Si Aissa était un pur arabisant, après avoir achevé ses études coraniques au village, il rejoignit la zaouia des Ait Lahdir à Taslent près d’Akbou et devint même enseignant ! Parallèlement à ses études, il accompagnait son père à la chasse pour apprendre à tirer. c’est ainsi qu’il devient un tireur d’élite qui montra d’ailleurs ses preuves au maquis.

A El Yachir où il était enseignant, il fit la connaissance de la famille Belouani d’obédience UDMA. Il devint à la fois militant des Oulémas et du MTLD. Il expliquait son appartenance aux Oulémas par sa formation à l’école coranique et au MTLD, par l’action soutenue au sein de ce parti.

Justement, il était membre de l’OS et à ce titre, il passa à l’action. Accusé d’avoir fomenté une grève, il fut arrêté et condamné à un an de prison ferme. C’est alors que ses amis lui constituèrent Me Benmesbah pour le défendre. Il fut libéré 8 jours plus tard.

Pour fuir les représailles de l’administration coloniale, il se rendit en France, c’était en 1952. Il habitait à Alforville où il tenait un café, en même temps que son frère. Et ce fut précisément là qu’il fit la connaissance de Ait Hamouda Amirouche, ainsi que d’autres militants qui deviendront plus tard des héros de la guerre de libération.

Comme l’ambiance ne lui plaisait pas, il décida de rentrer au pays, vers la fin de l’année 1953. Il disparaissait souvent et commençait à entrer dans une semi-clandestinité. Le 1er novembre, il assista à un double bonheur : celui du déclenchement de la Révolution, et celui de la naissance de son premier fils. Les gendarmes vinrent chez lui pour l’arrêter au début de l’année 1955. Et en avril de la même année, trois personnes habillées en civil étaient venues le chercher à la mosquée. C’était Amirouche Ait Hamouda, le futur chef de la Wilaya III. Il partit avec eux pour le maquis.

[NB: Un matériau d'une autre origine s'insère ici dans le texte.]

PR #73, opened 2018-03-20
Working on fixes for RHEL-07-010340 and RHEL-07-010350.

mikerenfro:


tasks/prelim.yml
```diff
@@ -92,6 +92,20 @@
       - audit
       - RHEL-07-010240
 
+- name: "PRELIM | Check /etc/sudoers and /etc/sudoers.d/* entries for NOPASSWD."
```
jamescassell: I wouldn't put these in prelim.yml, I'd put them as part of the task within a named "block:", since these aren't needed in multiple tasks, though I know it's not consistent throughout the codebase.

tasks/fix-cat2.yml
```diff
@@ -485,7 +485,9 @@
       - pamd
 
 - name: "MEDIUM | RHEL-07-010340 | PATCH | Users must provide a password for privilege escalation."
-  command: "true"
+  debug:
+    msg: "NOPASSWD entry for sudo: {{ item }}"
```
jamescassell: okay, but better would be a remediation that actually fixes the issue.

tasks/prelim.yml
```diff
@@ -92,6 +92,20 @@
...
+  shell: "grep '^[^#].*NOPASSWD' /etc/sudoers /etc/sudoers.d/*"
+  changed_when: no
+  failed_when: no
+  register: rhel_07_010340_audit
+  when: rhel_07_010340
+
+- name: "PRELIM | Check /etc/sudoers and /etc/sudoers.d/* entries for !authenticate."
+  shell: "grep '^[^#].*!authenticate' /etc/sudoers /etc/sudoers.d/*"
+  changed_when: no
+  failed_when: no
```
jamescassell: This should check for rc>1, as grep can fail.

tasks/prelim.yml
```diff
@@ -92,6 +92,20 @@
       - audit
       - RHEL-07-010240
 
+- name: "PRELIM | Check /etc/sudoers and /etc/sudoers.d/* entries for NOPASSWD."
+  shell: "grep '^[^#].*NOPASSWD' /etc/sudoers /etc/sudoers.d/*"
+  changed_when: no
+  failed_when: no
```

Dans son groupe, il devint un farouche baroudeur et un tireur d’élite qui fut à l’origine de quelques coups de mains contre l’ennemi, au cours desquels il récupéra plusieurs armes. Homme de foi, courageux et sage, il devint l’homme de confiance du commandant Amirouche qui lui vouait une grande admiration grâce à ses qualités exceptionnelles de chef de guerre et d’homme tout court. Chose étonnante, ce fut le chef qui admirait le subordonné ! Mais Si Aissa le lui rendait aussi.

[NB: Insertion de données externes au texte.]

PR #74, opened 2018-03-20
Implementing 040720.

mikerenfro:
Implementing RHEL-07-040720.
Modifying RHEL-07-040700 to install tftp and tftp server when required.

### DIFF
--- a/tasks/fix-cat1.yml
+++ b/tasks/fix-cat1.yml
@@ -408,9 +408,8 @@
       name:
           - tftp
           - tftp-server
-      state: absent
+      state: "{{rhel7stig_tftp_required | ternary('present', 'absent') }}"
   when:
-      - not rhel7stig_tftp_required
       - rhel_07_040700
   tags:
       - cat1
--- a/tasks/fix-cat1.yml
+++ b/tasks/fix-cat1.yml
@@ -410,8 +410,8 @@
           - tftp-server
       state: absent
   when:
-      - rhel_07_040700
       - not rhel7stig_tftp_required
+      - rhel_07_040700
   tags:
       - cat1
       - high
--- a/tasks/fix-cat1.yml
+++ b/tasks/fix-cat1.yml
@@ -408,9 +408,10 @@
       name:
           - tftp
           - tftp-server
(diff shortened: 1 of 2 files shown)


tasks/fix-cat1.yml
```diff
@@ -408,9 +408,8 @@
       name:
           - tftp
           - tftp-server
-      state: absent
+      state: "{{rhel7stig_tftp_required | ternary('present', 'absent') }}"
```
jamescassell: I don't think we should install anything here.

tasks/fix-cat2.yml
```diff
@@ -1952,9 +1952,15 @@
...
 - name: "MEDIUM | RHEL-07-040720 | PATCH | If the Trivial File Transfer Protocol (TFTP) server is required, the TFTP daemon must be configured to operate in secure mode."
-  command: "true"
-  changed_when: no
-  when: rhel_07_040720
+  lineinfile:
+    path: /etc/xinetd.d/tftp
+    regexp: "(?i)^.*server_args.*="
+    line: "\tserver_args\t\t= -s /var/lib/tftpboot"
+    insertafter: "\tserver\t\t\t="
+    state: present
```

Plus tard Si Aissa eut un riche parcours, il se distingua dans l’embuscade de Dellaga, d’El Kantina et de plusieurs accrochages. Il participa à la chasse contre les éléments messalistes qui s’étaient manifestés dans la région de Lafayette (Bougaa), dès le début de la guerre. Il traqua à plusieurs reprises le capitaine Schneider du poste d’El Kantina, mais sans succès. Vers mai 1956, il affronta avec ses hommes, les forces du général Dufour qui organisait la première opération militaire de grande envergure qui avait englobé la région de La Fayette, Bordj Bou Arréridj, jusqu’à Ighil Ali. Il y eut aux côtés de ce général, Maurice Papon, alors Préfet de Constantine.

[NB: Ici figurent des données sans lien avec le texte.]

PR #76, opened 2018-03-20
Working on RHEL-07-040680.

mikerenfro:
Checking client restrictions with `postconf -n`, adjusting with `postconf -e` if anything other than `permit_mynetworks, reject`.

### DIFF
--- a/tasks/fix-cat2.yml
+++ b/tasks/fix-cat2.yml
@@ -1941,15 +1941,15 @@
       - RHEL-07-040670
 
 - name: "MEDIUM | RHEL-07-040680 | PATCH | The system must be configured to prevent unrestricted mail relaying."
-  command: "true"
-  changed_when: no
-  when: rhel_07_040680
+  command: "postconf -e 'smtpd_client_restrictions=permit_mynetworks, reject'"
+  when:
+    - rhel_07_040680
+    - rhel_07_040680_audit.stdout != 'smtpd_client_restrictions = permit_mynetworks, reject'
   tags:
       - cat2
       - medium
       - patch
       - RHEL-07-040680
-      - notimplemented
 
 - name: "MEDIUM | RHEL-07-040720 | PATCH | If the Trivial File Transfer Protocol (TFTP) server is required, the TFTP daemon must be configured to operate in secure mode."
   command: "true"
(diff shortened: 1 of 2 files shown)


tasks/fix-cat2.yml
```diff
@@ -1941,15 +1941,15 @@
       - RHEL-07-040670
 
 - name: "MEDIUM | RHEL-07-040680 | PATCH | The system must be configured to prevent unrestricted mail relaying."
-  command: "true"
-  changed_when: no
-  when: rhel_07_040680
+  command: "postconf -e 'smtpd_client_restrictions=permit_mynetworks, reject'"
```
jamescassell: Can we assume postfix is installed?  It is by default, but it's a leaf package, so can be easily removed.

mikerenfro: Probably shouldn't assume it, no. Since the STIG says to check if it's installed, and if it's not, 040680 is not applicable.

tasks/fix-cat2.yml
```diff
@@ -1940,11 +1940,22 @@
...
 
-- name: "MEDIUM | RHEL-07-040680 | PATCH | The system must be configured to prevent unrestricted mail relaying."
-  command: "postconf -e 'smtpd_client_restrictions=permit_mynetworks, reject'"
-  when:
-    - rhel_07_040680
-    - rhel_07_040680_audit.stdout != 'smtpd_client_restrictions = permit_mynetworks, reject'
+- block:
+    - name: "MEDIUM | RHEL-07-040680 | AUDIT | Check if postfix is installed."
+      command: rpm -q postfix
+      failed_when: no
```
jamescassell: You'll also need "check_mode: no" and "changed_when: no"

tasks/fix-cat2.yml
```diff
@@ -1940,11 +1940,22 @@
...
+      register: rhel_07_040680_rpm_audit
+
+    - name: "MEDIUM | RHEL-07-040680 | AUDIT | The system must be configured to prevent unrestricted mail relaying."
+      command: "postconf -n smtpd_client_restrictions"
+      changed_when: no
```
jamescassell: plus "check_mode: no"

Si Aissa Boundaoui fut non seulement un exemple de combattant, mais aussi un exemple d’officier de l’ALN, avec des compétences extraordinaires dans le domaine militaire, politique, les renseignements et liaisons, etc. Il s’était révélé un excellent orateur qui savait faire vibrer la foule.

Il gravit tous les échelons au sein des unités combattantes. Toutes ces qualités attiraient sur lui, l’attention des responsables et particulièrement du commandant Amirouche qui le parraina, et le prit sous son sillage pour le préparer à des responsabilités plus importantes. Il voyait déjà en lui, un responsable de haut niveau, et pourquoi pas au niveau de la Wilaya III.

Ce fut probablement sur sa proposition que le Congrès de la Soummam décida de sa promotion en qualité de premier chef de la zone I (rive droite de la Soummam). Avec son grade de capitaine, il portait toujours son fusil "Garant", son arme préférée. Malgré les responsabilités de chef politico-militaire de la zone qui lui étaient confiées, il continuait toujours à vivre au sein des unités combattantes et à participer aux actions militaires.

Si Aissa avait un beau palmarès, jusqu’au jour où il fut victime d’un complot, fabriqué de toutes pièces. Sa stature ne pouvait laisser indifférent, il faisait l’objet d’une grande admiration de la part des djounoud et des responsables. Mais certains ambitieux lui en voulaient d’avoir ravi leur place dans le coeur de Amirouche et des autres responsables ; ils briguaient le poste occupé par Si Aissa et pour y arriver il fallait le "dégommer" en inventant un complot sordide.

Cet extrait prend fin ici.